Платье (голубое, новое, с атласным поясом и мелко плоенным воланом по подолу) почти не пострадало, а белые носочки с бомбошками рыдающая Лидочка под присмотром Галины Петровны застирала в туалете поликлиники. Боже, что за ребенок! Лучше прополаскивай. Теперь отожми как следует. Руки не так держишь. Не так! Галина Петровна выхватила у Лидочки из рук опоганенные носки и ловко – раз, раз! – выжала над раковиной. Кабошон на ее пальце поймал бегущую из крана витую струйку и освобожденно полыхнул на весь туалет влажным багровым огнем. По кафельным стенам вскачь пронеслись гладкие розовые блики – и пропали. Рот прополощи, – велела Галина Петровна, и Лидочка послушно покатала во рту прохладный, пахнущий хлоркой водяной шарик. Выпустила его на волю. Подобрала с подбородка нитку горькой, липкой слюны. Ее больше не тошнило, разве что самую малость крутило в животе. Да и то больше от стыда. Галина Петровна скатала постиранные носки в тугой влажный шарик и ловко бросила в сумочку. Пойдем, – велела она. И они пошли.
Докторша была похожа на пирожное безе – круглая, белая и словно склеенная из двух сахаристо похрустывающих легких половинок. Это что же это за кукла такая ко мне пришла, – затянула она сладким, тоже безейным голосом опытного педиатра, присаживаясь перед Лидочкой на корточки. Лидочка на всякий случай попятилась, ожидая чего-нибудь ужасного вроде шпателя или шприца – ясно было, что от человека с таким голосом нельзя ждать ничего хорошего. Но докторша ловко и небольно ощупала Лидочку гладкими пальцами – а теперь скажи а-а-а, вот умница, ручки подними, хорошо, давай-ка теперь тебя послушаем. Кружок стетоскопа – такой ледяной, что как будто даже горячий, хлопотливый топоток растревоженных, щекотных мурашек. Лидочка свела ставшие пупырчатыми лопатки и хихикнула. Не дыши, – серьезно велела докторша, – а вот теперь – дыши. Лидочка хихикнула еще раз, и Галина Петровна раздраженно погрозила ей пальцем.
– Совершенно здоровенькая девочка, – присудила наконец сахарная врачиха и помогла Лидочке надеть платье. – А красотка какая – просто копия вы, Галина Петровна. А вас что-то конкретное беспокоит? Может, Лида кушает плохо? Или спит? Вполне понятно – после такого-то стресса. Вы сами-то как себя чувствуете? – Докторша деликатно понизила голос, словно приглашая Галину Петровну на тур упоительного словесного вальса. Она, как и многие ведомственные врачи, большую часть дня дурела от невыносимого и хорошо оплаченного восторга перед высокопоставленными пациентами и спасала рассудок исключительно сплетнями.
Галина Петровна сердито дернула плечом. Сплетничать она была не намерена – тем более о себе самой.
– Я в абсолютном порядке, – отрезала она, – успокойтесь. А ребенка проверьте как следует. Может, у нее глисты?
– Ну что вы, какие глисты, Галина Петровна! – Докторша даже как будто немножко обиделась за Лидочку, которая сидела тут же, на стуле, болтая сандалетками. На волане голубого платья – предательское пятно от застиранной рвоты, левую пятку чуть-чуть саднит. – Девочка, слава богу, совершенно здорова. Конечно, если вы хотите, можно сдать анализы, но…

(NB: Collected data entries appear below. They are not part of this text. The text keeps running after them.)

PR #8251, opened 2021-07-30
Add functionality to copy generated binaries into sketch folder

gneiss15:
Because I need signed OTA updates, I found that the current IDE (1.8.15) does not export the generated signed binaries, nor does it show where these binaries are created (the current temporary folder).
IMHO it is a good idea to allow a user to save generated files.
My approach shown here is to copy these files into a subdir (binaries) of the sketch.
Inside this dir there will be another subdir with the current board name, here the files <sketchname>.ino.bin and <sketchname>.ino.bin.signed will be copied to.

My current "solution" works for me. For general usage, there should be a configuration method (inside the IDE), but that is something that I am not able to do.

So hopefully some that does a review can assist me here.


gneiss15:
As mentioned before I currently didn't know how to make this "configurable", but I think I had found the principal way...

There is a dir "tools" directly in the root folder of arduino.
There are already the tools, that supply the menu entries "ESP8266 ... Data Upload" and a description "howto.txt".
I think this is the way to add new entries to the tools-menu of arduino.
But this requires "java" what isn't my favorite language :-)

jandrassy:
https://arduino.github.io/arduino-cli/latest/platform-specification/#recipes-to-export-compiled-binary

gneiss15:
@jandrassy:
Thanks for pointing me to this direction. Unfortunately I couldn't figure out how to specify more than one file :-(

Inside the java classes it seams that ths entry is handled as a list, but whatever I tried (using two name seperated by):

- space
recipe.output.tmp_file={build.project_name}.bin {build.project_name}.bin.signed
recipe.output.save_file={build.project_name}.{build.variant}.bin {build.project_name}.{build.variant}.bin.signed

- ","
recipe.output.tmp_file={build.project_name}.bin, {build.project_name}.bin.signed
recipe.output.save_file={build.project_name}.{build.variant}.bin, {build.project_name}.{build.variant}.bin.signed

- as a list: "[<name1>, <name2>]
#recipe.output.tmp_file=[{build.project_name}.bin, {build.project_name}.bin.signed]
#recipe.output.save_file=[{build.project_name}.{build.variant}.bin, {build.project_name}.{build.variant}.bin.signed]

This will result in no file copied!

So the foreseen method for "export binary" doesn't seams to be prepared for copying more than one file :-(

gneiss15:
So another idea was to create an entry for the tools menu (by cloneing/modifying the tools for littleFs/SPIFFS) that performs that action. But even this seams to be a bit ugly, because the tools menu didn't alow the use of nested entries.
I had thing about something like:
ESP-Tools
+- littleFs
    +- create & upload
    +- create & export
+- SIFFFS
    +- create & upload
    +- create & export
+- Sketch
   +- export binary
   +- export signed binary

jandrassy:
> 
> 
> Thanks for pointing me to this direction. Unfortunately I couldn't figure out how to specify more than one file :-(
> So the foreseen method for "export binary" doesn't seams to be prepared for copying more than one file :-(

sorry, I thought it can do more. 
Maybe you could try `;` or ':'

gneiss15:
OK, now I found it!
I have to put this onto two lines:
```
recipe.output.tmp_file.1={build.project_name}.bin
recipe.output.save_file.1={build.project_name}.{build.variant}.bin
recipe.output.tmp_file.2={build.project_name}.bin.signed
recipe.output.save_file.2={build.project_name}.{build.variant}.bin.signed
```
This will do it!

So, this pull request is now void... How to cancel it ?

jandrassy:
perfect solution. 
maybe delete this PR and create a new one with a single simple commit

gneiss15:
You are right (delete this PR and....).
I will do so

Словно вызванная к жизни словом «анализы», из-за ширмы вышла медсестра, немолодая, с деревянным лицом.
– Ольга Валерьевна, выпишите направление. Кал на яйцеглист. Лидия Борисовна Линдт. Ведь папу твоего, Лидочка, Борей зовут, правда? Лидочка не успела даже кивнуть – Галина Петровна встала, взяла ее за руку и, не прощаясь, вышла из кабинета.
– Вот ведь дрянь, – с неожиданной злостью сказала в закрытую дверь медсестра. – Глисты. Как будто котенка с помойки в дом притащила.
Заблеванная «Волга», которую Галина Петровна оставила у будки охраны, ждала их – раскалившаяся на солнце, но тщательно вычищенная внутри. Это расстарался охранник, веселый толстый дядька, приставленный оберегать ведомственную поликлинику от рядовых сограждан с их никому не интересными язвами и гайморитами. Ишь ты, укачало тебя как, козявка, – посочувствовал дядька Лидочке и сунул ей в вялую ладошку барбарисовую карамельку, которая от длительного пребывания в форменных карманах практически утратила первоначальный кондитерский облик. Лидочка, обалдевшая, подавленная новой встречей с «Волгой» и загадочным словом «глисты», послушно пробормотала спасибо – извлеченное из навеки набитых мамочкой педагогических закромов.
– Лазарё́сича внучечка? – бодро поинтересовался охранник, пытаясь погладить Лидочку по горячей макушке, но Галина Петровна ловко выдернула Лидочку из-под ласкающей руки и взамен сунула дядьке заработанный трояк – чтоб заткнул рот и не фамильярничал.
Хлопнула одна дверца, другая, и Лидочка снова оказалась в невыносимом автомобильном нутре, среди знакомой уже вони, остро смешавшейся с запахом горячей пластмассы, хлорки и свежей рвоты.
– А кто это – Лазарё́сич? – спросила она, стараясь дышать ртом и не шевелиться, чтобы не растревожить вновь завозившийся внутри живой рвотный комок.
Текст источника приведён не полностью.